Your task
Your answer is a number only: how many lines in the data below contain "type"?

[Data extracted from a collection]
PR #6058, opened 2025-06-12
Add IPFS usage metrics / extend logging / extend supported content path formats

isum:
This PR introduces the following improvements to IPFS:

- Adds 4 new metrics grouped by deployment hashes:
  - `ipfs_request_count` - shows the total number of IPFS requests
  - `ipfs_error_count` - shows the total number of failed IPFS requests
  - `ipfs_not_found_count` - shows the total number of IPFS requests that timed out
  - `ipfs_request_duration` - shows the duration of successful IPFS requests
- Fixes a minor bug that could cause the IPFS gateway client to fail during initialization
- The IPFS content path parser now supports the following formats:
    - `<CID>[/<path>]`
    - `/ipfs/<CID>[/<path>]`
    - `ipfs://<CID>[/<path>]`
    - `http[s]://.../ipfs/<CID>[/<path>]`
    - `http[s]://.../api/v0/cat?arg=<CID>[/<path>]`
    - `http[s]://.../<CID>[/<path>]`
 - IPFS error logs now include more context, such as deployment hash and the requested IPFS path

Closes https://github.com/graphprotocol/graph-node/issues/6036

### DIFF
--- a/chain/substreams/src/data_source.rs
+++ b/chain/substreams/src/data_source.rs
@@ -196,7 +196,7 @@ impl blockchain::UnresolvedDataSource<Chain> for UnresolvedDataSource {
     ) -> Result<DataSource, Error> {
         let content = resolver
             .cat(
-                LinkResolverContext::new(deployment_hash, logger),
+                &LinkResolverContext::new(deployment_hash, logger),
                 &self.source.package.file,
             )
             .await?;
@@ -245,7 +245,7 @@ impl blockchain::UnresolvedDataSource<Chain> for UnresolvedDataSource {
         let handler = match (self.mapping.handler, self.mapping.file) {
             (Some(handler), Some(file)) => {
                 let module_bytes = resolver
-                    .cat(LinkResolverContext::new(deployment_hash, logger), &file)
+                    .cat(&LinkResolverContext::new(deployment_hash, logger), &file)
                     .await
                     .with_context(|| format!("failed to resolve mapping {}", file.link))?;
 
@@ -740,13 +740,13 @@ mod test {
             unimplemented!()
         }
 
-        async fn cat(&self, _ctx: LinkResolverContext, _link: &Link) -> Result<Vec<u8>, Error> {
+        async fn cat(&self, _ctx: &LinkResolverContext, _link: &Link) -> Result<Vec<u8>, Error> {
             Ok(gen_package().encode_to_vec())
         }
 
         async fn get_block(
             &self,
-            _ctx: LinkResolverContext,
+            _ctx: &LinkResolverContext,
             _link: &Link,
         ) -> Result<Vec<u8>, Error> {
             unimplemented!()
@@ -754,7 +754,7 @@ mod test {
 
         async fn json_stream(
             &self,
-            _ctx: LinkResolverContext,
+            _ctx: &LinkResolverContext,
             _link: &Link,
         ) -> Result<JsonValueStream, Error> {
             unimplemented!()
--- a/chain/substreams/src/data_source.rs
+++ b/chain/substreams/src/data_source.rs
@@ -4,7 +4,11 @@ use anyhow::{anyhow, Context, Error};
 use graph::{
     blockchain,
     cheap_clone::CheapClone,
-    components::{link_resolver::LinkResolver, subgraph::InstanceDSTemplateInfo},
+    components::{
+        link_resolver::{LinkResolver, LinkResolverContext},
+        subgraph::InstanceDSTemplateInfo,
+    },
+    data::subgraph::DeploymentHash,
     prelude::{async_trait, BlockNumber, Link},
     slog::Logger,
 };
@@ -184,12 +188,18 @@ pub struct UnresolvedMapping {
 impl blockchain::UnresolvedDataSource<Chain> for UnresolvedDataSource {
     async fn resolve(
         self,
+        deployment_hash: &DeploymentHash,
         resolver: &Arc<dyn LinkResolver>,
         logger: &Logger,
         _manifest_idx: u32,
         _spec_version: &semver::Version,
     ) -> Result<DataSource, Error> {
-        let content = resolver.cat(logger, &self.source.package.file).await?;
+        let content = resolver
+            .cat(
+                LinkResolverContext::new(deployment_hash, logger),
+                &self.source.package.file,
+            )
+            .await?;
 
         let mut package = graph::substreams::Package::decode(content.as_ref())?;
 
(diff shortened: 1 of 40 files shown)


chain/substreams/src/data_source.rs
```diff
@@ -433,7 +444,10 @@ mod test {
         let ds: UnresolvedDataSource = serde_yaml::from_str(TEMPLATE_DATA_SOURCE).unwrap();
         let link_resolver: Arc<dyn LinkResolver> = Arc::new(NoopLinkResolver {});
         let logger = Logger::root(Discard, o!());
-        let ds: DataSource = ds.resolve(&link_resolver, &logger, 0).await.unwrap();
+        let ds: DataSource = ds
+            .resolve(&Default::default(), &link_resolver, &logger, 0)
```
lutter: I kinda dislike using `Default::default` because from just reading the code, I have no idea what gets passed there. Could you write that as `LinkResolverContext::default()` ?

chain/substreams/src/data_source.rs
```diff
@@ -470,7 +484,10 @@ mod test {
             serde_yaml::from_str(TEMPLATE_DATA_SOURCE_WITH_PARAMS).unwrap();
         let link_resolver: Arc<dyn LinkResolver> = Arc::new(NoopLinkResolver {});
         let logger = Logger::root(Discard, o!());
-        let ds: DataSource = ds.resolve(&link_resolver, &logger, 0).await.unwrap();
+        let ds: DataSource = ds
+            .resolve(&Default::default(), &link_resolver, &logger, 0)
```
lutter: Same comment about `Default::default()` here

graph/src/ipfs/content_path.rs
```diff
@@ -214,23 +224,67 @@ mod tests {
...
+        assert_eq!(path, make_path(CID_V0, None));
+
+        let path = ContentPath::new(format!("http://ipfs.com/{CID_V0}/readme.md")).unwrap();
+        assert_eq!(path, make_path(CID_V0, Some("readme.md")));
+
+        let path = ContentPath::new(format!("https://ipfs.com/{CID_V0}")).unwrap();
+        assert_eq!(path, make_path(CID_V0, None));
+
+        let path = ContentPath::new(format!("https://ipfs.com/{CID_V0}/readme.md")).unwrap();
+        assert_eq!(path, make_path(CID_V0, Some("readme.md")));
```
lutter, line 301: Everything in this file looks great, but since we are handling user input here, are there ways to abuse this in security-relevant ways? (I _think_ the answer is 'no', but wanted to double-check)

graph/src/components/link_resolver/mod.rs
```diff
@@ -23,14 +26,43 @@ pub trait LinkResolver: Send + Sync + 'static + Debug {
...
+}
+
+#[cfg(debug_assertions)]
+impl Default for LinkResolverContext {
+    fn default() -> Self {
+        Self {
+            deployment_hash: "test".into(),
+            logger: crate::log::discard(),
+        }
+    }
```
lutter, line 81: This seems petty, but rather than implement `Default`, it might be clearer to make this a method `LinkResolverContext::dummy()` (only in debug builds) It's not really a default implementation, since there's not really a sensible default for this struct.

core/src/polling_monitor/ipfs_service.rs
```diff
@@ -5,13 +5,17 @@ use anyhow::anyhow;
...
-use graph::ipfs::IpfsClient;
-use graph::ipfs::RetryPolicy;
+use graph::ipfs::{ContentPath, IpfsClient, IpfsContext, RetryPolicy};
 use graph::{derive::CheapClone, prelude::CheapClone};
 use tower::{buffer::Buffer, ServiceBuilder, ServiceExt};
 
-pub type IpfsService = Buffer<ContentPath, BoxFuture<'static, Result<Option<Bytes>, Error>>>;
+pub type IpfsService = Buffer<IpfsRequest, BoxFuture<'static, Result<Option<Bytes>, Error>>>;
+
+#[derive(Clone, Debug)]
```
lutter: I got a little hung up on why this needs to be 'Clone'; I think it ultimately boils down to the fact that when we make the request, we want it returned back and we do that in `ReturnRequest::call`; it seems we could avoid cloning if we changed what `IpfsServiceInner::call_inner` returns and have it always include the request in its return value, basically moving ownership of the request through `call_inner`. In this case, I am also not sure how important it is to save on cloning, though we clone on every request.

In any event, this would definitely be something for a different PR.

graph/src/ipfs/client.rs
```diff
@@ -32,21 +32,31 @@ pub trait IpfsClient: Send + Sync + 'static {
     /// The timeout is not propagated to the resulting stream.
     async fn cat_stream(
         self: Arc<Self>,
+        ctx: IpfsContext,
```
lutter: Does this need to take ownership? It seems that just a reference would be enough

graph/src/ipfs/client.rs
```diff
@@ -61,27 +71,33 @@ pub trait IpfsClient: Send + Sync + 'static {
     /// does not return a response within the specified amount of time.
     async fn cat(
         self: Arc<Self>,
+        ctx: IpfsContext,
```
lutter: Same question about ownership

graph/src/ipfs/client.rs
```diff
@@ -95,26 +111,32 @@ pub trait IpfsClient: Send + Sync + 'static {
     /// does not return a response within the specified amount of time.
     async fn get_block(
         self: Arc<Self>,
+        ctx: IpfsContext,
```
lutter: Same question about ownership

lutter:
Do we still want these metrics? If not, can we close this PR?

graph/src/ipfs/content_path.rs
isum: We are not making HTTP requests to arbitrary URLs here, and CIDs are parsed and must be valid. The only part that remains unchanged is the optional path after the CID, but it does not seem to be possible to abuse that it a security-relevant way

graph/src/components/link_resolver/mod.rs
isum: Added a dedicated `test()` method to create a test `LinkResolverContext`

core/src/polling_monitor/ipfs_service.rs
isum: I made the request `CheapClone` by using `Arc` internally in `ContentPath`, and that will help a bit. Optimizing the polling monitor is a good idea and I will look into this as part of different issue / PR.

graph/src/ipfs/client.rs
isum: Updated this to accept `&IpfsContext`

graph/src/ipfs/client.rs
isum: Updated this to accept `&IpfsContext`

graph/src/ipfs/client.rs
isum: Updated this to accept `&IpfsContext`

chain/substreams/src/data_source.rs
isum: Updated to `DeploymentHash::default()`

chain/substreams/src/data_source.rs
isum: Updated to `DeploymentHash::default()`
--
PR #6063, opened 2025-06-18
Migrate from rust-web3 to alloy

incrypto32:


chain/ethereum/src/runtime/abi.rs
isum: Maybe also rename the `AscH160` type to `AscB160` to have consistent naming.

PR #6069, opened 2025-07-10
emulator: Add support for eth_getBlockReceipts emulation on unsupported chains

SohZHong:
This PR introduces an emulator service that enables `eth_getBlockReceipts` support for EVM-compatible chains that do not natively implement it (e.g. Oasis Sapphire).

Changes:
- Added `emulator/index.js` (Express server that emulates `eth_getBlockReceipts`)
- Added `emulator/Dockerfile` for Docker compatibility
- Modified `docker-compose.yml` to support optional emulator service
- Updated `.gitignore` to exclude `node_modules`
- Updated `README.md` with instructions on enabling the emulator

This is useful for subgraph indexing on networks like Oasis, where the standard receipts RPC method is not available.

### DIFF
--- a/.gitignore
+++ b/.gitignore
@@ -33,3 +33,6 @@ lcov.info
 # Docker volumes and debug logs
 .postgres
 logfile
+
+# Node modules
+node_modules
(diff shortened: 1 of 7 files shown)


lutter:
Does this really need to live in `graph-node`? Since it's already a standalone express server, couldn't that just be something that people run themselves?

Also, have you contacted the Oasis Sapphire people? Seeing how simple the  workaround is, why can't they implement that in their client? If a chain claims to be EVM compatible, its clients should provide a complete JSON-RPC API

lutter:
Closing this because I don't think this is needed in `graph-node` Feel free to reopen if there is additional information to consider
==
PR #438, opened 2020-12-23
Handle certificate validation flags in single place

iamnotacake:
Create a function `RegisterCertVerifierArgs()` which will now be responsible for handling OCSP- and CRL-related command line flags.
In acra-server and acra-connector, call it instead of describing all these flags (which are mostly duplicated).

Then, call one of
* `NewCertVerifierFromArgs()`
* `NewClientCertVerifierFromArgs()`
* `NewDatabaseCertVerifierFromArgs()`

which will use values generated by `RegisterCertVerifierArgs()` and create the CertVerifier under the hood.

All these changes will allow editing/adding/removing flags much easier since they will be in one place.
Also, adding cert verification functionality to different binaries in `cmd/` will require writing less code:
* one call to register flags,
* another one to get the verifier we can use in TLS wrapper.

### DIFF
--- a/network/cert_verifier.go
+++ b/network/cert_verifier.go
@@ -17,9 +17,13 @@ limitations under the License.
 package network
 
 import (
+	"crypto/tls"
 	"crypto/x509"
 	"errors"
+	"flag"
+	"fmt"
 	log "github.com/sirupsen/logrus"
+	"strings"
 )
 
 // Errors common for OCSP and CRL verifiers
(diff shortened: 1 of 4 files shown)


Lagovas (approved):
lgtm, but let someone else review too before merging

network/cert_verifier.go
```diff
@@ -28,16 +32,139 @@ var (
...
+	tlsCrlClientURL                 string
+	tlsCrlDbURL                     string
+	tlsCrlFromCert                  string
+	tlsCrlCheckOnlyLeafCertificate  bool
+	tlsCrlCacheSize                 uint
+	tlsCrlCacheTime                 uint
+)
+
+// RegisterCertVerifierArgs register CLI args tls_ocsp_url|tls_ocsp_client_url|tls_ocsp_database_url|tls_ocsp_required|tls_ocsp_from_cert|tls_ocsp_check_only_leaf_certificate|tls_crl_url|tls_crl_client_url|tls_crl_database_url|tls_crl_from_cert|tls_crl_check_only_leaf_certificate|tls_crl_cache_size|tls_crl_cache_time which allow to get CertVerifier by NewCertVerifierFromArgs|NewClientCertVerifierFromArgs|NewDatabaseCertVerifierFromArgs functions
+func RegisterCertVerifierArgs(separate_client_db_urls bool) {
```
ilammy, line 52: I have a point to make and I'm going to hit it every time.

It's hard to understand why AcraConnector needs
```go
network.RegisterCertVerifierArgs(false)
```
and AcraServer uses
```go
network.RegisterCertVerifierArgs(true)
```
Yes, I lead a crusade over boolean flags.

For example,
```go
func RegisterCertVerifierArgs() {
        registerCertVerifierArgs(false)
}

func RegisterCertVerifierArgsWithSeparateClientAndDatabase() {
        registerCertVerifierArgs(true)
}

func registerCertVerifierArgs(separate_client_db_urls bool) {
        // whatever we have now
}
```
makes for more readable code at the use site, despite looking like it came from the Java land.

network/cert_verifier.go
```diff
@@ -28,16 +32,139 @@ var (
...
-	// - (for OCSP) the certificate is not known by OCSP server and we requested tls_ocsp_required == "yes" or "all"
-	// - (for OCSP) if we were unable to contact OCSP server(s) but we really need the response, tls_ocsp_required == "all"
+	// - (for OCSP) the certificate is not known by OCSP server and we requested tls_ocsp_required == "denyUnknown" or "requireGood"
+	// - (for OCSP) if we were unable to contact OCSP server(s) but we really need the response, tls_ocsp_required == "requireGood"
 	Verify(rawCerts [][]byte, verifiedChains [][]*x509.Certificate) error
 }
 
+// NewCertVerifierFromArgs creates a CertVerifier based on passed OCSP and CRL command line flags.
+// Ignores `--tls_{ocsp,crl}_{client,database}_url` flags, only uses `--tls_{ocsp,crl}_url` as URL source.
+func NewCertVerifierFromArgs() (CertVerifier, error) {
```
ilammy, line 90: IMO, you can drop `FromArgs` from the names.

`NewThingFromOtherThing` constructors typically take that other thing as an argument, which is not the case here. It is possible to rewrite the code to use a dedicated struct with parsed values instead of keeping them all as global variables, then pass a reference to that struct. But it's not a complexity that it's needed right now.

Task solution
3